The most notable deviation between Powers of Darkness and Dracula, however, is in the portion of the novel set in the aftermath of Harker’s escape from the castle, as Dracula preys upon English society before being stopped by vampire-hunter Abraham Van Helsing and his small band of con­federates. This constitutes the biggest chunk of Stoker’s novel and it has long been criticized as a lengthy and protracted denouement to the intense gothic horrors recounted in Harker’s earlier diary entries. In Powers of Darkness, these chapters are reduced to less than a quarter of the novel’s total length. The translation dispenses with the epistolary format altogether, introduces characters nowhere to be found in Stoker’s novel (seemingly for the purpose of rushing subplots along), and hastens events to an abrupt conclusion. It reads more like a Cliff Notes outline of Dracula than a well-plotted story in its own right.

It would be easy to dismiss Powers of Darkness as just a lackluster transcription of Stoker’s novel whose translator took significant liberties with its plot, but for the fact that it features plot elements outlined in a set of notes that Stoker prepared for Dracula that first surfaced in 1913, 16 years after the novel’s publication and one year after Stoker’s death. A number of these plot points do not appear Stoker’s final version of his novel, and this prompts the question of whether Powers of Darkness was, in fact, a translation of an early draft of Dracula. (It has long been specu­lated that the well-known short story ‘‘Dracula’s Guest’’, which Stoker’s widow Florence passed off as a chapter cut from the final novel is, in fact, an excerpt from an early draft of Dracula.) De Roos bolsters this supposition by pointing out that several characters in Powers of Darkness who do not appear in Dracula have names that echo those of people whom Stoker knew in real life. It is not clear how Ásmundsson would have gotten access to an early draft of Dracula, since Stoker is not known to have traveled to Iceland himself. But Stoker’s friend and fellow novel­ist Hall Caine – nicknamed ‘‘Hommy Beg’’ in Stoker’s dedication for Dracula – did, and both de Roos and Stoker’s great-grand-nephew Dacre Stoker (who provides a foreword to this edition) speculate that Caine may have helped to make the publication of Powers of Darkness possible.

This edition of Powers of Darkness raises more questions about Dracula than it answers. If it represents a translation into the Icelandic from an early draft of Dracula then, as Dacre Stoker posits, might it be worthwhile to study other early translations to see whether they too might have been made from early drafts – and what they might reveal about the process by which Stoker shaped his final text?

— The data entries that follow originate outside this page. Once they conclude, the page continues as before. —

PR #320, opened 2023-09-22
Close windows via method call, minimize guis only if bot is running

Punikekk:
attempt to fix targeted offer missclicks

### DIFF
--- a/src/main/java/com/github/manolo8/darkbot/core/objects/Gui.java
+++ b/src/main/java/com/github/manolo8/darkbot/core/objects/Gui.java
@@ -109,9 +109,14 @@ public class Gui extends SpriteObject implements API, eu.darkbot.api.game.other.
 
     public boolean show(boolean value) {
         if (trySetShowing(value)) {
-            if (!(minimizable && toggleVisibility()) && !(closable && close()))
-                legacyToggle(value);
+            // visibility state != value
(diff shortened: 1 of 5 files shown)


src/main/java/com/github/manolo8/darkbot/core/objects/Gui.java
```diff
@@ -108,8 +109,8 @@ public void moveWindow(int newX, int newY) {
 
     public boolean show(boolean value) {
         if (trySetShowing(value)) {
-            if (minimizable) toggleVisibility();
-            else legacyToggle(value);
+            if (!(minimizable && toggleVisibility()) && !(closable && close()))
+                legacyToggle(value);
```
Pablete1234, line 113:
```suggestion
            if (minimizable ? !toggleVisibility() : closeable ? !close() : false) {
               legacyToggle(value);
             }
```

This logic is kinda confusing and hard to follow, what exactly is the intended flow?

if minimizable -> toggleVisibility (and fallback to legacyToggle)
if closeable -> close (and fallback to legacyToggle)
if neither? do nothing? or legacyToggle?

Shouldn't `value` be used within this method? (ie, what the end goal state is) such that `visible ? toggleVisibility() : close()` ?

Pablete1234 (approved):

And at what point between 1890 and 1897, the years that Stoker is known to have been working on Dracula, did he refine its text from the pulpy potboiler that Powers of Darkness suggests it might have started out as? We may never know the answers to these questions, and even if we did they would be ir­relevant to our appreciation of Dracula and its translation. Powers of Darkness is an interesting artifact. It does not read well on its own merits; it flails and flounders in directions full of potential that it never quite capitalizes on. As a sidebar to Dracula, though, the ur-text for vampire fiction for more than a century and a foundation of the horror genre, it raises intriguing ‘‘what-if’’ pos­sibilities.